▸ **Instructions to follow**:
Copy all of the records below verbatim.

(Stored items)
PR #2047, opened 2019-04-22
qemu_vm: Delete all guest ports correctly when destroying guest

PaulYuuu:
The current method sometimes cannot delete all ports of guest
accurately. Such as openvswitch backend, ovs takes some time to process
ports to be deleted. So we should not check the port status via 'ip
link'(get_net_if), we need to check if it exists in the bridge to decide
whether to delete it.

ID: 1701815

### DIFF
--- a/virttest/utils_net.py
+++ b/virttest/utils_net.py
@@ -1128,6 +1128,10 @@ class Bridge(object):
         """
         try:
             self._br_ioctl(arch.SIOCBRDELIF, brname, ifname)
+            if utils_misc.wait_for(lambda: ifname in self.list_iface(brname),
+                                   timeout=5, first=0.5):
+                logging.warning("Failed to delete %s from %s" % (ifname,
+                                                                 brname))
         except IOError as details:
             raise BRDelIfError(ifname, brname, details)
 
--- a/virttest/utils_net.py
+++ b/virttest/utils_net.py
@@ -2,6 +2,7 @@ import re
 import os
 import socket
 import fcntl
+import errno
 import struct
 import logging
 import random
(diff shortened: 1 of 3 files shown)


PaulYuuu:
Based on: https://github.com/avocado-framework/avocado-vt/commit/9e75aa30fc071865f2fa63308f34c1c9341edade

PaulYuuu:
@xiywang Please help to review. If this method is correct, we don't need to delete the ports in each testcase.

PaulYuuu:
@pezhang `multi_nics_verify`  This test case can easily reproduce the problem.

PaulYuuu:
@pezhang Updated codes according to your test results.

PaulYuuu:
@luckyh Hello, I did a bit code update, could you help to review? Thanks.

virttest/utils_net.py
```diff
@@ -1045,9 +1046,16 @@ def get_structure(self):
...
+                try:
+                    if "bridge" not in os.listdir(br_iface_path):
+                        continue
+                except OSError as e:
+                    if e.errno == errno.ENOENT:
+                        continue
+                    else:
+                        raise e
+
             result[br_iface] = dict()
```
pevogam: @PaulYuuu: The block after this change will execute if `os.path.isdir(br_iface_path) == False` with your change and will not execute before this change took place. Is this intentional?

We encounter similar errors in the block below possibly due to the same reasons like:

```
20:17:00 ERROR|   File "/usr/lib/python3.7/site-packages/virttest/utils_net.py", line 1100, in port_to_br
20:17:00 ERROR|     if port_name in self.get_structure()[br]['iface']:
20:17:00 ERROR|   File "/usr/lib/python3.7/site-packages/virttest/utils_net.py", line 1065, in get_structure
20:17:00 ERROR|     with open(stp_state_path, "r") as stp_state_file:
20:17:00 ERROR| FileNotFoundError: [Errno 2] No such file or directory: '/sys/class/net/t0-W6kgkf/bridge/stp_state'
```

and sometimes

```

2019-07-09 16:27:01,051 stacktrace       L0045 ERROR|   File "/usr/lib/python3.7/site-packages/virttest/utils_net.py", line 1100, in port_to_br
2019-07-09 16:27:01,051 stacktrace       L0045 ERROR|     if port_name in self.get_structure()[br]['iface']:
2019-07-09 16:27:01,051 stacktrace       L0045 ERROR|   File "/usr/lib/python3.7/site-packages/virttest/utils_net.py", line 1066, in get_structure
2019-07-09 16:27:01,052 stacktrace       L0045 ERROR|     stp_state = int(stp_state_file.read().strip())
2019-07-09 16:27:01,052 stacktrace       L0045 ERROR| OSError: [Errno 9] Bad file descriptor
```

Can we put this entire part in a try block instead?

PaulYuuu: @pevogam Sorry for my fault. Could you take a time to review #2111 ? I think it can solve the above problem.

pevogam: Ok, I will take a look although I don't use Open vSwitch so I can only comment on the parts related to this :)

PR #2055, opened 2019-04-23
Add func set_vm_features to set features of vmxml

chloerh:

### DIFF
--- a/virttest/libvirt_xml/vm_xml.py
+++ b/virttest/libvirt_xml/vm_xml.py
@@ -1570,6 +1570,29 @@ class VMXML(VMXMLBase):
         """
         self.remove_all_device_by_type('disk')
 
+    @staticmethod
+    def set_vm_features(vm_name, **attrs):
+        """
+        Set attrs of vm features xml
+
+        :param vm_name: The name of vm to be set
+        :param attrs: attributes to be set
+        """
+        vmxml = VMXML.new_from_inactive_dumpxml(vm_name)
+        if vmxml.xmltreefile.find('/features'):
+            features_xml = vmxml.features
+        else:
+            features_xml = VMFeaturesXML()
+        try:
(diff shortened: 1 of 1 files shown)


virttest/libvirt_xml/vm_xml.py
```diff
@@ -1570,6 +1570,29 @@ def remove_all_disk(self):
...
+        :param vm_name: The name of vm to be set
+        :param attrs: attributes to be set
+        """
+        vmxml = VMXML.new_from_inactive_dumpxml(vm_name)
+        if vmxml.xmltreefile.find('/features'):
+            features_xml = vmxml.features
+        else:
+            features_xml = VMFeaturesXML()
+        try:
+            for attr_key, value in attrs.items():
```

▸ **Response to the task**:
PR #2047, opened 2019-04-22
qemu_vm: Delete all guest ports correctly when destroying guest

PaulYuuu:
The current method sometimes cannot delete all ports of guest
accurately. Such as openvswitch backend, ovs takes some time to process
ports to be deleted. So we should not check the port status via 'ip
link'(get_net_if), we need to check if it exists in the bridge to decide
whether to delete it.

ID: 1701815

### DIFF
--- a/virttest/utils_net.py
+++ b/virttest/utils_net.py
@@ -1128,6 +1128,10 @@ class Bridge(object):
         """
         try:
             self._br_ioctl(arch.SIOCBRDELIF, brname, ifname)
+            if utils_misc.wait_for(lambda: ifname in self.list_iface(brname),
+                                   timeout=5, first=0.5):
+                logging.warning("Failed to delete %s from %s" % (ifname,
+                                                                 brname))
         except IOError as details:
             raise BRDelIfError(ifname, brname, details)
 
--- a/virttest/utils_net.py
+++ b/virttest/utils_net.py
@@ -2,6 +2,7 @@ import re
 import os
 import socket
 import fcntl
+import errno
 import struct
 import logging
 import random
(diff shortened: 1 of 3 files shown)


PaulYuuu:
Based on: https://github.com/avocado-framework/avocado-vt/commit/9e75aa30fc071865f2fa63308f34c1c9341edade

PaulYuuu:
@xiywang Please help to review. If this method is correct, we don't need to delete the ports in each testcase.

PaulYuuu:
@pezhang `multi_nics_verify`  This test case can easily reproduce the problem.

PaulYuuu:
@pezhang Updated codes according to your test results.

PaulYuuu:
@luckyh Hello, I did a bit code update, could you help to review? Thanks.

virttest/utils_net.py
```diff
@@ -1045,9 +1046,16 @@ def get_structure(self):
...
+                try:
+                    if "bridge" not in os.listdir(br_iface_path):
+                        continue
+                except OSError as e:
+                    if e.errno == errno.ENOENT:
+                        continue
+                    else:
+                        raise e
+
             result[br_iface] = dict()
```
pevogam: @PaulYuuu: The block after this change will execute if `os.path.isdir(br_iface_path) == False` with your change and will not execute before this change took place. Is this intentional?

We encounter similar errors in the block below possibly due to the same reasons like:

```
20:17:00 ERROR|   File "/usr/lib/python3.7/site-packages/virttest/utils_net.py", line 1100, in port_to_br
20:17:00 ERROR|     if port_name in self.get_structure()[br]['iface']:
20:17:00 ERROR|   File "/usr/lib/python3.7/site-packages/virttest/utils_net.py", line 1065, in get_structure
20:17:00 ERROR|     with open(stp_state_path, "r") as stp_state_file:
20:17:00 ERROR| FileNotFoundError: [Errno 2] No such file or directory: '/sys/class/net/t0-W6kgkf/bridge/stp_state'
```

and sometimes

```

2019-07-09 16:27:01,051 stacktrace       L0045 ERROR|   File "/usr/lib/python3.7/site-packages/virttest/utils_net.py", line 1100, in port_to_br
2019-07-09 16:27:01,051 stacktrace       L0045 ERROR|     if port_name in self.get_structure()[br]['iface']:
2019-07-09 16:27:01,051 stacktrace       L0045 ERROR|   File "/usr/lib/python3.7/site-packages/virttest/utils_net.py", line 1066, in get_structure
2019-07-09 16:27:01,052 stacktrace       L0045 ERROR|     stp_state = int(stp_state_file.read().strip())
2019-07-09 16:27:01,052 stacktrace       L0045 ERROR| OSError: [Errno 9] Bad file descriptor
```

Can we put this entire part in a try block instead?

PaulYuuu: @pevogam Sorry for my fault. Could you take a time to review #2111 ? I think it can solve the above problem.

pevogam: Ok, I will take a look although I don't use Open vSwitch so I can only comment on the parts related to this :)

PR #2055, opened 2019-04-23
Add func set_vm_features to set features of vmxml

chloerh:

### DIFF
--- a/virttest/libvirt_xml/vm_xml.py
+++ b/virttest/libvirt_xml/vm_xml.py
@@ -1570,6 +1570,29 @@ class VMXML(VMXMLBase):
         """
         self.remove_all_device_by_type('disk')
 
+    @staticmethod
+    def set_vm_features(vm_name, **attrs):
+        """
+        Set attrs of vm features xml
+
+        :param vm_name: The name of vm to be set
+        :param attrs: attributes to be set
+        """
+        vmxml = VMXML.new_from_inactive_dumpxml(vm_name)
+        if vmxml.xmltreefile.find('/features'):
+            features_xml = vmxml.features
+        else:
+            features_xml = VMFeaturesXML()
+        try:
(diff shortened: 1 of 1 files shown)


virttest/libvirt_xml/vm_xml.py
```diff
@@ -1570,6 +1570,29 @@ def remove_all_disk(self):
...
+        :param vm_name: The name of vm to be set
+        :param attrs: attributes to be set
+        """
+        vmxml = VMXML.new_from_inactive_dumpxml(vm_name)
+        if vmxml.xmltreefile.find('/features'):
+            features_xml = vmxml.features
+        else:
+            features_xml = VMFeaturesXML()
+        try:
+            for attr_key, value in attrs.items():
```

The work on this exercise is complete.